While the switch devices disclosed above have been described as applied to a spatial light modulator, those of ordinary skill in the art will appreciate that the switch devices may also be employed in a variety of other structures, particularly where high modulation speed and/or low actuation voltage is desired. Still further, while the switch device according to the invention has been described with reference to specific exemplary embodiments, it will be evident to those of ordinary skill in the art that various modifications and changes may be made to these embodiments without departing from the broader scope and spirit of the invention as set forth in the claims. For example, while the above-described embodiment is a digital switching spatial light modulator (i.e., switching between an "on" state and an "off state), various embodiments of the invention can be employed where the switch can be balanced at any position between the two opposing electrodes controlling the switch.
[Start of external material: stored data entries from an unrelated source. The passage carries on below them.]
PR #441, opened 2019-02-26
Soft delete. Closes #359

### LINKED ISSUE #359: Paranoia

innatewonderer:
### Completed as part of this feature PR:
- [x] Introduce SoftDeletion module that will replace paranoia
- [x] add SoftDelete to `assets`
- [x] add SoftDelete to `tracks`
- [x] add SoftDelete to `comments`
- [x] add SoftDelete to `feature`
- [x] add SoftDelete to `listens`
- [x] add SoftDelete to `playlists`
- [x] add SoftDelete to `posts`
- [x] add SoftDelete to `topics`
- [x] add SoftDelete to `tracks`
- [x] add SoftDelete to `user`
- [x] add controller action to `admin/users#delete`
- [x] add supporting specs for `admin/users#delete`
- [x] add controller action to `users#delete`
- [x] add supporting specs for `users#delete`
- [x] add model method to efficient soft delete all of the relations if a user is soft-deleted
- [x] add supporting spec for efficient soft deletion of all user's relations
- [x] add `admin/user#restore` action
- [x] add supporting specs for `admin/user#restore` action
- [x] add efficiently restore action for all of the user's relations if a user is restored
- [ ] add supporting specs for restore action
### User stories:
- as an `admin`, I would like to be able to see Deleted Users tab in `/admin/users` page
- as an `admin`, I would like to be able to soft-delete and restore users and its relations efficients from `/admin/users` tab
- as an `admin` I would like to be able to soft-delete a user from user's personal page (ex: `/users/sudara`)
- as a user, I would like to soft-delete myself and all of my dependencies from my personal page
- as an `admin` I want to be sure that in 30 days from the moment of soft-deletion, all users will be automatically deleted
- When visiting any of the pages on the site, no user should ever see any of the soft-deleted records (done through default_scope in SoftDelete) 
- as an `admin`, I would like to be able to see ALL of the users including soft-deleted in `admin/users`
- as an `admin`, I would like to be able to access soft-deleted user's page


sudara:
https://github.com/sudara/alonetone/pull/479 made me think that it might be useful as a part of this PR to make sure db:seeds creates a handful of soft deleted users in addition to having one in fixtures. That will give us a better chance to work with things and style things properly in development.

app/models/topic.rb
```diff
@@ -1,4 +1,6 @@
 class Topic < ApplicationRecord
+  include SoftDeletion
```
sudara: Topics are the old forum, only available on the old theme and I believe are no longer even able to be created. So we can leave them out of the equation.

app/models/user.rb
```diff
@@ -166,8 +168,30 @@ def avatar_url(variant:)
...
   end
 
+  def soft_delete_relations
+    efficiently_soft_delete_relations
+  end
+
   protected
 
+  def efficiently_soft_delete_relations
+    Listen.where(track_owner_id: id).map(&:soft_delete)
```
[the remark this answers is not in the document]
innatewonderer: good catch!

app/models/topic.rb
innatewonderer: My only reason to add it was because we efficiently destroy them on `before_destroy` in [`user.rb`](https://github.com/sudara/alonetone/blob/master/app/models/user.rb#L229)

What about `features`? Wasn't sure about them either.

sudara: Oooh yeah, features are also old data, only kept for data posterity, I need to suck it up and delete em!

app/views/admin/_navigation.html.erb
```diff
@@ -1,13 +1,11 @@
...
-  <li>Comments</li>
-    <ul>
-      <li><%= link_to 'All',  admin_comments_path %></li>
-      <li><%= link_to 'Spam',  admin_comments_path({filter_by: {is_spam: true}}) %> </li>
-      <li><%= link_to 'Not Spam', admin_comments_path({filter_by: {is_spam: false}}) %></li>
-    </ul>
-    <li><%= link_to "Secretz", "/secretz" %></li>
-    <li><%= link_to "Spam Stats", "https://akismet.com/web/1.0/user-stats.php?blog=alonetone.com&api_key=#{Rails.configuration.alonetone.rakismet_key}"%></li>
-    <li><%= link_to "Job Status", "/sidekiq" %></li>
+  <li><%= link_to 'Comments',  admin_comments_path %></li>
```
sudara: We probably want to keep the <ul> within <ul> structure, but @ofsound knows for sure, he's styling it right now.

innatewonderer: +1

app/concerns/soft_deletion.rb
```diff
@@ -0,0 +1,25 @@
...
+    def soft_deleted?
+      deleted_at != nil
+    end
+
+    # would like to be able to skip any validation
+    def restore
+      update(deleted_at: nil)
+    end
+  end
+end
```
Manfred: I would put model concerns in `app/model/concerns`.

app/javascript/controllers/admin/user_controller.js
```diff
@@ -0,0 +1,25 @@
...
+  showDeleteButtonTarget() {
+    this.restorebuttonTarget.style.display = 'none'
+    this.deletedbuttonTarget.style.display = 'block'
+    this.deletedvalueTarget.parentNode.style.color = "black"
+  }
+
+  showRestoreButtonTarget(){
+    this.restorebuttonTarget.style.display = 'block'
+    this.deletedbuttonTarget.style.display = 'none'
+    this.deletedvalueTarget.parentNode.style.color = "red"
```
Manfred: I believe technically it would be better to add and remove a class name from the elements so the styling and transition can be handled through CSS.

app/models/user.rb
```diff
@@ -221,13 +224,64 @@ def avatar_url(variant:)
     pic&.url(variant: variant)
   end
 
+  def deleted?
+    deleted_at != nil
+  end
+
+  def soft_delete_relations
+    efficiently_soft_delete_relations
```
Manfred: If you want all `deleted_at` times to line up you could do `efficiently_soft_delete_relations(deleted_at)`.

app/concerns/soft_deletion.rb
sudara: I created an issue to move the remaining files out of app/concerns https://github.com/sudara/alonetone/tree/master/app/concerns

app/models/user.rb
```diff
@@ -221,13 +224,64 @@ def avatar_url(variant:)
...
+    Comment.joins("INNER JOIN assets ON commentable_type = 'Asset' AND commentable_id = assets.id")
+           .joins('INNER JOIN users ON assets.user_id = users.id').where('users.id = ?', id).update_all(deleted_at: Time.now)
+
+    assets.update_all(deleted_at: Time.now)
+
+    %w[tracks playlists posts comments].each do |user_relation|
+      send(user_relation).update_all(deleted_at: Time.now)
+    end
+
+    true
```
sudara: We no longer need to return true, this is an artifact of Rails 4: `before_filters` that returned false could stop the callback chain. https://blog.bigbinary.com/2016/02/13/rails-5-does-not-halt-callback-chain-when-false-is-returned.html

app/models/user.rb
```diff
@@ -221,13 +224,64 @@ def avatar_url(variant:)
...
+    Track.with_deleted.joins(:asset).where(assets: { user_id: id }).update_all(deleted_at: nil)
+    Comment.with_deleted.joins("INNER JOIN assets ON commentable_type = 'Asset' AND commentable_id = assets.id")
+           .joins('INNER JOIN users ON assets.user_id = users.id').where('users.id = ?', id).update_all(deleted_at: nil)
+
+    Track.with_deleted.where(user_id: id).update_all(deleted_at: nil)
+    Playlist.with_deleted.where(user_id: id).update_all(deleted_at: nil)
+    Post.with_deleted.where(user_id: id).update_all(deleted_at: nil)
+    Comment.with_deleted.where(user_id: id).update_all(deleted_at: nil)
+
+    true
```
sudara: Can delete this one too!

db/migrate/20190226022413_add_deleted_at_to_models.rb
```diff
@@ -0,0 +1,11 @@
+class AddDeletedAtToModels < ActiveRecord::Migration[5.2]
+  def change
+    add_column :users, :deleted_at, :datetime
+    add_column :assets, :deleted_at, :datetime
+    add_column :tracks, :deleted_at, :datetime
+    add_column :playlists, :deleted_at, :datetime
+    add_column :listens, :deleted_at, :datetime
+    add_column :comments, :deleted_at, :datetime
+    add_column :posts, :deleted_at, :datetime
```
sudara: Don't hate me (or do!) but along with `Topic` we can also ignore `Post` — both of these are for the old forum. Although it might be nice to delete stuff from the new forum eventually, we can figure that out some other time...

spec/fixtures/comments.yml
```diff
@@ -65,8 +65,8 @@ public_comment_on_asset_by_user:
   commentable: valid_mp3 (Asset)
   body: "Well friend, this is your best work."
   is_spam: false
-  user: sudara
-  commenter: arthur
+  user: arthur
+  commenter: sudara
```
sudara: These changes are why Percy is ❌ — If you go to the build https://percy.io/alonetone/alonetone/builds/1628431 and look at the originals (not the diff) you can see that the home page comment disappeared. This is probably due to the "don't show comment on track from same user/ip" logic we added. We need to comment from the fixtures showing in Percy, so maybe better to add fixtures for your particular use if you need the owner switched here!

innatewonderer: Ah I didn't realize it was using spec files to fill those pages. I'd expect something like seed.rb or something. Good to know.

app/javascript/controllers/admin/user_controller.js
innatewonderer: Agree, my intention here was to spell out any CSS needs first, then move it into .scss

db/migrate/20190226022413_add_deleted_at_to_models.rb
innatewonderer: +1

app/models/user.rb
innatewonderer: +1

spec/fixtures/listens.yml
```diff
@@ -0,0 +1,8 @@
+valid_listen:
+  listener: sudara
+  asset: valid_mp3
+  track_owner: arthur
+valid_listen:
```
Manfred: You can't have multiple records with the same key in the fixtures. I generally like to use the key do describe what it does or why it's there. So in this case maybe `arthur_listens_to_valid_mp3`.

innatewonderer: oops. copy/pasta

sudara:
"Let's do this like Brutus!" https://www.youtube.com/watch?v=5CIa6l60k8Y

Accordingly, this specification and the drawings are to be regarded in an illustrative rather than restrictive sense.

Claims

I claim:

1. A microelectromechanical switch device, comprising: a first electrode, a second electrode opposite the first electrode, and a hingeless switch positioned between the first electrode and the second electrode such that the switch contacts the first electrode in a first position and contacts the second electrode in a second position, but is not physically connected to either the first electrode or the second electrode.

2. The microelectromechanical switch device of claim 1, wherein the first electrode, the second electrode and the switch are formed of conductive materials.

3. The microelectromechanical switch device of claim 2, wherein the first electrode, the second electrode and the switch are formed of metal.

4. The microelectromechanical switch device of claim 1, wherein at least one of the electrodes has sidewalls to prevent the switch from moving from between the first electrode and the second electrode.

5. The microelectromechanical switch device of claim 1, wherein the switch is reflective.

6. The microelectromechanical switch device of claim 5, wherein the switch is formed of reflective material.

7. The microelectromechanical switch device of claim 1, wherein the switch includes a layer of reflective material along a surface of the switch.

8. A spatial light modulator comprising an array of switch devices as recited in claim 5.

9. The spatial light modulator of claim 5, wherein the array of switch devices includes a set of first switch devices and a set of second switch devices, the set of first switch devices and set of second switch devices being arranged such that a first switch device is positioned between each adjacent pair of second switch devices.

10. The spatial light modulator of claim 9, wherein the array of switch devices includes a set of first switch devices and a set of second switch devices, the set of first switch devices and set of second switch devices being arranged such that, when the switches of the first switch devices are in the first position and the switches of the second switch devices are in the second position, upper surfaces of the switches of the first switch devices are coplanar with upper surfaces of the switches of the second switch devices, and when the switches of the first switch devices are in the second position and the switches of the second switch devices are in the first position, the upper surfaces of the switches of the first switch devices have a height difference from the upper surfaces of the switches of the second switch devices of an odd integral of λ/4, where λ is a wavelength of light to be modulated by the spatial light modulator.